§ **What the task asks**
In the data, find the word "this" and copy out every line that has it.

§ **Material shown**
PR #304, opened 2023-07-12
Fix asm.rs test

bjorn3:
`add 1, %rax` in AT&T syntax gets interpreted as `add rax, qword ptr [1]`. Use `$` to make it explicit that it is a constant rather than an address.

### DIFF
--- a/tests/run/asm.rs
+++ b/tests/run/asm.rs
@@ -124,7 +124,7 @@ fn main() {
     // check const (ATT syntax)
     let mut x: u64 = 42;
     unsafe {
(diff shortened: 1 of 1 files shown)


bjorn3:
I don't know how this didn't result in a crash for cg_gcc (maybe GCC adds the `$` for you?), but both LLVM and GAS (as used by Cranelift) produce code that crashes.

antoyo:
Thanks for finding this. I fixed it in #330.

cg_gcc added `$` manually.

§ **Task solution**
I don't know how this didn't result in a crash for cg_gcc (maybe GCC adds the `$` for you?), but both LLVM and GAS (as used by Cranelift) produce code that crashes.
Thanks for finding this. I fixed it in #330.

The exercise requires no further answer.